A fine-tuned CNN or foundation-vision model may outperform VTL on raw Carinthia defect classification — this paper does not test that question and makes no claim of classification superiority over deep learning. Trained classifiers achieve strong accuracy but require per-domain training data, cannot explain which physical properties drove the prediction, and do not transfer to new imaging modalities without retraining. They produce a verdict, not a physical reading.
Continuous structural coordinates derived from image formation physics. The same 15 coordinates transfer across SEM, wafer maps, and aerial imagery without retraining because they track physical image organization, not domain statistics. PTD-Z adds route decomposition: selected route, runner-up, margin, process hypothesis, and refusal condition. If a classical descriptor explains the signal better, the system absorbs that fact rather than hiding it.
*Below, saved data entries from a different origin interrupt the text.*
PR #391, opened 2022-04-29
Improve MqttOptions creation

EdJoPaTo:
Improvements:
- typed-builder
- ClientId struct
- deprecated old `MqttOptions::new` for easier migration

I dont think its that bad to expose the MqttOptions to the public. The types itself prevent a lot of wrong content (maybe types like NonZeroU16 could improve that even further). I refactored the client id check into `ClientId` so it is checked by itself.

There are still a few open questions.
- I set the `broker_addr` and `port` to `localhost` and `1883`. Especially the port sounds sane to me. Should this be kept?
- It would be nice to have some generator for ClientId. Like `rumqttc-<systemtime>` or so to connect easier to some broker when the client id does not need to be something fix. But this should be a separate PR.
- The content of the options is now completely public. Should be rename some of them now to something better or should we keep them like that?
- `MqttState::new` got the panic which was previously in `MqttOptions::set_inflight`. Personally I think there shouldnt be any panic in a library (only impossible ones like `unreachable!()`). Should we change that behaviour there towards `Result<MqttState, SomeError>` or keep the panic for now?

I am open for feedback here. When only part of the improvements is liked I can create another PR with only that part.

### DIFF
--- a/rumqttc/src/state.rs
+++ b/rumqttc/src/state.rs
@@ -80,6 +80,11 @@ impl MqttState {
     /// connection for persistent sessions while new state should
     /// instantiated for clean sessions
     pub fn new(max_inflight: u16, manual_acks: bool) -> Self {
+        // TODO: Maybe std::num::NonZeroU16 might be neat here?
+        if max_inflight == 0 {
+            panic!("zero inflight is not allowed");
+        }
+
         MqttState {
             await_pingresp: false,
             collision_ping_count: 0,
@@ -505,7 +510,7 @@ mod test {
     use super::{MqttState, StateError};
     use crate::mqttbytes::v4::*;
     use crate::mqttbytes::*;
-    use crate::{Event, Incoming, MqttOptions, Outgoing, Request};
+    use crate::{Event, Incoming, Outgoing, Request};
 
     fn build_outgoing_publish(qos: QoS) -> Publish {
         let topic = "hello/world".to_owned();
@@ -773,8 +778,6 @@ mod test {
     #[test]
     fn outgoing_ping_handle_should_throw_errors_for_no_pingresp() {
         let mut mqtt = build_mqttstate();
-        let mut opts = MqttOptions::new("test", "localhost", 1883);
-        opts.set_keep_alive(std::time::Duration::from_secs(10));
         mqtt.outgoing_ping().unwrap();
 
         // network activity other than pingresp
@@ -795,9 +798,6 @@ mod test {
     #[test]
     fn outgoing_ping_handle_should_succeed_if_pingresp_is_received() {
         let mut mqtt = build_mqttstate();
-
-        let mut opts = MqttOptions::new("test", "localhost", 1883);
-        opts.set_keep_alive(std::time::Duration::from_secs(10));
 
         // should ping
         mqtt.outgoing_ping().unwrap();
--- a/Cargo.lock
+++ b/Cargo.lock
@@ -1717,6 +1717,7 @@ dependencies = [
  "thiserror",
  "tokio",
  "tokio-rustls",
+ "typed-builder",
  "url",
  "ws_stream_tungstenite",
 ]
@@ -2341,6 +2342,17 @@ source = "registry+https://github.com/rust-lang/crates.io-index"
 checksum = "59b11b2b5241ba34be09c3cc85a36e56e48f9888862e19cedf23336d35316ed1"
 dependencies = [
  "memchr",
+]
+
+[[package]]
+name = "typed-builder"
+version = "0.10.0"
+source = "registry+https://github.com/rust-lang/crates.io-index"
+checksum = "89851716b67b937e393b3daa8423e67ddfc4bbbf1654bcf05488e95e0828db0c"
+dependencies = [
+ "proc-macro2",
+ "quote",
+ "syn",
 ]
 
 [[package]]
--- a/benchmarks/clients/rumqttasync.rs
+++ b/benchmarks/clients/rumqttasync.rs
@@ -21,9 +21,13 @@ async fn main() {
 }
 
 pub async fn start(id: &str, payload_size: usize, count: usize) -> Result<(), Box<dyn Error>> {
-    let mut mqttoptions = MqttOptions::new(id, "localhost", 1883);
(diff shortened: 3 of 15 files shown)


de-sh:
A lot of the tests fail since the `url` dependency is optional, only enabled with `features = ["url"]`

EdJoPaTo:
> Edit after the CI reminded me: How to handle the code example in the docs which fails without the url feature?

Yeah, I know. But I am not sure how I want to handle that well and am open for ideas there.

EdJoPaTo:
> A lot of the tests fail since the `url` dependency is optional, only enabled with `features = ["url"]`

Maybe more details there: The `parse_url` method had a `#[cfg(feature = "url")]`. I migrated that towards an `impl FromStr` which also as the feature check there. The documentation that this exists was on the `parse_url` method which worked fine. As the documentation is kinda useless for the `impl FromStr` method (the user will never see it) I moved it to the main struct. But then there is no feature check there. We could mark these code examples as `ignore` but then they arent tested anymore (even when the feature is enabled). These code examples could also be added somewhere else to ensure they are working but its easy for them to get out of sync. This might be a simple way to do it but its definitely not idea.

We could also write the docs twice and use conditional compilation to decide which docs to use. Then the code will only be there when the feature is enabled and only tested in that case. But I think its only possible when the docs are in a file somewhere?

de-sh:
I tried doing this:
```
rumqttc/src/lib.rs --- Rust
367 ///                                                                          367 ///                                                                         
368 /// ```                                                                      368 /// ```                                                                     
369 /// # use rumqttc::MqttOptions;                                              369 /// # use rumqttc::MqttOptions;                                             
...                                                                              370 /// # #[cfg(feature = "url")]                                               
370 /// # fn main() -> Result<(), Box<dyn std::error::Error>> {                  371 /// # fn main() -> Result<(), Box<dyn std::error::Error>> {                 
371 /// let options = "mqtt://example.com:1883?client_id=123".parse::<MqttOption 372 /// let options = "mqtt://example.com:1883?client_id=123".parse::<MqttOption
... s>()?;                                                                       ... s>()?;                                                                      
372 /// # Ok(())                                                                 373 /// # Ok(())                                                                
...                                                                              374 /// # }                                                                     
...                                                                              375 /// /// # #[cfg(not(feature = "url"))]                                      
...                                                                              376 /// # fn main() {                                                           
...                                                                              377 /// // ENABLE feature == "url"                                              
373 /// # }                                                                      378 /// # }                                                                     
374 /// ```                                                                      379 /// ```                                                                     
375 ///                                                                          380 ///                                                                         
376 /// You can also go from an [`Url`](url::Url) directly:                      381 /// You can also go from an [`Url`](url::Url) directly:                     
377 ///                                                                          382 ///                                                                         
378 /// ```                                                                      383 /// ```                                                                     
379 /// # use rumqttc::MqttOptions;                                              384 /// # use rumqttc::MqttOptions;                                             
380 /// use std::convert::TryFrom;                                               385 /// use std::convert::TryFrom;                                              
381 /// # use url::Url;                                                          386 /// # #[cfg(feature = "url")]                                               
382 /// # fn main() -> Result<(), Box<dyn std::error::Error>> {                  387 /// # fn main() -> Result<(), Box<dyn std::error::Error>> {                 
...                                                                              388 /// # use url::Url;                                                         
383 /// let url = Url::parse("mqtt://example.com:1883?client_id=123")?;          389 /// let url = Url::parse("mqtt://example.com:1883?client_id=123")?;         
384 /// let options = MqttOptions::try_from(url)?;                               390 /// let options = MqttOptions::try_from(url)?;                              
385 /// # Ok(())                                                                 391 /// # Ok(())                                                                
...                                                                              392 /// # }                                                                     
...                                                                              393 /// # #[cfg(not(feature = "url"))]                                          
...                                                                              394 /// # fn main() {                                                           
...                                                                              395 /// // ENABLE feature == "url"                                              
386 /// # }                                                                      396 /// # }                                                                     
387 /// ```                                                                      397 /// ```                                                                     
388 ///                                                                          398 /// 
```

EdJoPaTo:
Uh, that is both smart and a simple solution! I like that!

Have you checked out the rest of the improvements? Any thoughts on them?

rumqttc/src/state.rs
```diff
@@ -78,6 +78,11 @@ impl MqttState {
     /// connection for persistent sessions while new state should
     /// instantiated for clean sessions
     pub fn new(max_inflight: u16, manual_acks: bool) -> Self {
+        // TODO: Maybe std::num::NonZeroU16 might be neat here?
```
de-sh, line 81: @tekjar what are your thoughts about this?

de-sh:
> have you checked out the rest of the improvements? Any thoughts on them?

Yeah, they look good, especially the builder pattern, sweet.

EdJoPaTo:
> But I do think we should not be deprecating methods such as `new()` and `parse_url()` right away, this is just what I think.

I like to have only one preferred way to do things. This simplifies understanding code and problems of people and simplifies debugging / performance improvements efforts.

Keeping the old methods and marking them as deprecated shows how to migrate to the new preferred way but keeps things working. Normally this shouldnt be a breaking change.

In this case it is a breaking change anyway as methods like `set_keep_alive` are removed completely. (See diff of the examples). So the deprecation hint is more like a helper to find the new way.

Having two ways of doing things is a mess in my eyes but if that's preferred I can provide PRs for the distinct changes.

EdJoPaTo:
(Tried to solve merge conflicts and accidentally merged in main instead of master → rebased my changes to get rid of the wrong merge)

EdJoPaTo:
I just realized there is another `MqttOptions` for the v5 module. Also this PR is just ignored for months now. Not sure if there is any point in keeping it up as it would also need some work in the v5 module now.

I would be happy to see improvements to the MqttOptions creation to provide easier support for multiple ways to connect to a broker especially simplifying configuration via CLI arguments but I am not sure if this helps with that. I guess with the v5 module this got even harder now?

EdJoPaTo:
Additional to my last comment `MqttOptions` seems to have even more problems which should be refactored in my opinion. (See #434)
As there need to be changes on a bigger scale than this PR, I will close this PR as it misses its point.

PR #395, opened 2022-05-13
add support for MQTT 3.1

Freax13:
This pr adds support for MQTT 3.1 to `rumqttc`.

This pr is based on https://www.oasis-open.org/committees/download.php/55095/mqtt-diffs-v1.0-wd01.doc.

This pr introduces a breaking change: https://github.com/bytebeamio/rumqtt/blob/23b23d6997d0e5b0d7ec3d9f4fc79ade6bd9015b/rumqttc/src/mqttbytes/v4/connect.rs#L22

### DIFF
--- a/rumqttc/src/eventloop.rs
+++ b/rumqttc/src/eventloop.rs
@@ -333,7 +333,7 @@ async fn mqtt_connect(
     let clean_session = options.clean_session();
     let last_will = options.last_will();
 
-    let mut connect = Connect::new(options.client_id());
+    let mut connect = Connect::new(options.protocol, options.client_id());
     connect.keep_alive = keep_alive;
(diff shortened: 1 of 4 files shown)


Freax13:
The failed CI job seems unrelated to this pr.

de-sh:
Hey @Freax13, had a discussion about this PR with @tekjar. We are currently blocked on adding MQTT 5 support, so we are not very sure about how we could maintain support for 3.1. We are curious about where and why you use it, instead of 3.1.1 or 5.

Freax13:
> We are curious about where and why you continue using it, instead of 3.1.1 or 5.

We don't have a choice, we don't control the broker/server we're connecting to.

PR #396, opened 2022-05-14
Cleanup

EdJoPaTo:
Listed changes from the commits:

- Cargo.toml dependencies:
  - sorted alphabetically
  - use shorter version identifier with same meaning
- remove unused test variables
- add ; at last statement
- cargo fmt
- same mqttoptions variable name in all examples
- minor things found in #391

This should also simplify the diff of #391 (after merging, this will create merge conflicts)

### DIFF
--- a/benchmarks/Cargo.toml
+++ b/benchmarks/Cargo.toml
@@ -3,23 +3,22 @@ name = "benchmarks"
 version = "0.4.0"
 authors = ["tekjar <raviteja@bytebeam.io>"]
 edition = "2018"
-
 # See more keys and their definitions at https://doc.rust-lang.org/cargo/reference/manifest.html
 
 [dependencies]
 argh = "0.1"
-serde = { version = "1", features = ["derive"] }
-serde_json = "1"
+async-channel = "1"
+bytes = "1"
+futures = { version = "0.3", features = ["compat"] }
+itoa = "0.4"
+pprof = { version = "0.3", features = ["flamegraph", "protobuf"] }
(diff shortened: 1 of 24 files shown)


EdJoPaTo:
Anything blocking this? (Having not that much time to review is also understandable and totally valid)

tekjar:
This mostly looks good to me. I prefer to freeze versions in libraries as well, atleast critical crates like tokio because I notices some upgrades causing perf bottlenecks in the past

EdJoPaTo:
> I prefer to freeze versions in libraries as well, atleast critical crates like tokio because I notices some upgrades causing perf bottlenecks in the past

The version identifiers which changed in Cargo.toml have exactly the same meaning before and after the change. Both `1.2` and `1` will install version `1.33.7` (when without the lock file). This is counterintuitive for me so I like the shorter version more.
The lock file is still in place and unchanged.

A different idea might be to replace the version requirements with [a different strategy like tilde requirements](https://doc.rust-lang.org/cargo/reference/specifying-dependencies.html) and remove the lock file then.

EdJoPaTo:
Remove the lock file then too when the tokio version is pinned?

tekjar:
I think that lock file is related to some binary in this workspace. I think it's all cool w.r.t this library. I'll merge this tomorrow in our opensource syncup

EdJoPaTo:
Thanks @adamscybot for bringing it up!
I think this is its own topic that might be bigger than this PR. I created an issue for discussing it in its own place.

PR #405, opened 2022-06-06
fix(performance): Don't create a new runtime in drop

henil:


rumqttc/src/client.rs
```diff
@@ -398,8 +397,6 @@ impl<'a> Iterator for Iter<'a> {
 
 impl<'a> Drop for Iter<'a> {
     fn drop(&mut self) {
-        // TODO: Don't create new runtime in drop
-        let runtime = runtime::Builder::new_current_thread().build().unwrap();
-        self.connection.runtime = Some(mem::replace(&mut self.runtime, runtime));
+        self.connection.runtime = None;
```
de-sh, line 400:
```suggestion
        self.connection.runtime = self.runtime.take();
```

henil: yeah that makes more sense, it slipped by mind that mem::replace returns back the old value.

henil:
Not sure why some tests are failing seems unrelated. #402 is having a similar issue.

rumqttc/src/client.rs
```diff
@@ -398,8 +398,28 @@ impl<'a> Iterator for Iter<'a> {
...
 impl<'a> Drop for Iter<'a> {
     fn drop(&mut self) {
-        // TODO: Don't create new runtime in drop
-        let runtime = runtime::Builder::new_current_thread().build().unwrap();
-        self.connection.runtime = Some(mem::replace(&mut self.runtime, runtime));
+        self.connection.runtime = self.runtime.take();
+    }
+}
+
+#[cfg(test)]
```
de-sh, line 405: @tekjar do we keep the test?

rumqttc/src/client.rs
```diff
@@ -367,23 +367,24 @@ impl Connection {
...
+            runtime: Some(runtime),
         }
     }
 }
 
 /// Iterator which polls the `EventLoop` for connection progress
 pub struct Iter<'a> {
     connection: &'a mut Connection,
-    runtime: runtime::Runtime,
+    runtime: Option<runtime::Runtime>,
```
tekjar, line 378: Is it possible to use runtime by reference (like connection) instead of wrapping it with an option and unwrapping everytime?

henil: I think the bigger question is do we want to allow consumer having multiple `Iter` at the same time?

If yes then we can just take a `&mut Connection` in the `Iter` and remove runtime completely. And run the executor using runtime in `Connection` itself. 

If no then we can probably wrap `Connection` inside a Inner type and use a singleton like pattern to get a `Iter`.

de-sh: I believe what you mean is an `Arc<Murex<Connection>>` as `&mut` is always exclusively owned.

Issue #406, opened 2022-06-08
`conn_timeout` does not apply to `eventloop::network_connect` 


david-mcgillicuddy-moixa:
Hi, we were having a weird issue where in certain very rare cases, the mqtt event loop would get stuck and hang forever. After quite some debugging the problem has been narrowed down to the case where the TLS server replies with hello, and then nothing more. This means that `eventloop::network_connect` gets called, which waits for further packets, which never come. The timeout mechanism that exists in `eventloop` only takes place _after_ `network_connect` has completed, i.e. for `eventloop::mqtt_connect` and then the keepalive mechanism kicks in for `eventloop::select`. 
As a workaround in Moixa's code we now have `eventloop::poll` racing against a timeout to call `AsyncClient::cancel`, which works fine, but this was a subtle bug that happened so rarely it was a nightmare to get a reproducible case. I think that either `conn_timeout` should apply to `network_connect` too, or a second optional timeout field should be available that applies solely to `network_connect`.
Happy to make either change myself. I find it pretty hard to believe that this is working as intended given that there _is_ a separate timeout mechanism around every other part of the event loop.

david-mcgillicuddy-moixa:
Yep, looks good to me.

PR #408, opened 2022-06-09
Move timeout to `connect()` call

de-sh:
Solves #406 

Moving all use of `connection_timeout` up to call for `connect()` to ensure the timeout is applied to the entire connect procedure and not merely to a specific async closure.


de-sh:
@tekjar, any ideas why the discrepancy? `connect_or_cancel` is missing from v5 code:
- [v3.1.1](https://github.com/bytebeamio/rumqtt/blob/master/rumqttc/src/eventloop.rs#L236)
- [v5](https://github.com/bytebeamio/rumqtt/blob/master/rumqttc/src/v5/eventloop.rs#L118)

PR #413, opened 2022-07-11
fix(serialization): Serialize no properties as 0x0 byte

henil:
ref: https://docs.oasis-open.org/mqtt/mqtt/v5.0/os/mqtt-v5.0-os.html#_Properties


henil:
looks like its failing due to a flaky test

PR #421, opened 2022-08-01
feat: remove ability to cancel `EventLoop.poll()` mid execution

de-sh:
Removes the ability for users to cancel requests while they are being polled within the `EventLoop`. This feature was deemed to be overkill and hence good to get rid of.

CC @tekjar


de-sh:
@tekjar shall I remove code associated with `cancel()` in `EventLoop` in this PR itself?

The 15-coordinate VTL vector is a structured, physically interpretable feature representation. It can be concatenated with any foundation model's learned embedding. The strongest results across all audits are hybrid systems — PTD-Z plus classical descriptors outperform either alone. The intended relationship is hybrid and complementary, not competitive. The 93.4% SEM accuracy figure is evidence that the coordinate space has real structural signal. Its value as a hybrid component, as a drift monitor, and as a physics-interpretable audit layer is not bounded by that ceiling.
The decisive missing artifact is a through-focus SEM stack from a shared nanofab or metrology lab: 30–100 images of the same site or repeated pattern with known focus/Z offsets. This closes the gap between defect-class signal and process-cause routing.
A split-condition dose/focus matrix would test material, pitch, CD, and bridge routes simultaneously. PTD-Z is designed to route these into separate hypothesis families — the controlled experiment tests whether the decomposition is meaningful under known variation.
The 58-axis structural vector concatenated with UNI, CONCH, or a ResNet embedding. VTL appears to carry mesoscale organizational signal that texture and moment descriptors do not fully preserve. Whether that gap survives deep learning embeddings is untested.
image_geometry and pitch_phase repeatedly survive independence audits; signal_noise and residual_only drift toward support roles. Whether this pattern is causal stability or a recurring artifact of the current audit design requires larger, process-linked studies.
Current benchmark is fixed at 224–480px. The hypothesis that fiber-scale organization reads more cleanly at larger field width requires tiling from source WSIs or higher-resolution SEM acquisition. The experiment was designed; data access remains the constraint.
The residual/support route requires paired image/reference data to move from support evidence to a primary route. 30–100 image/reference pairs with known overlay offsets would test geometry and phase displacement routing against a known ground truth.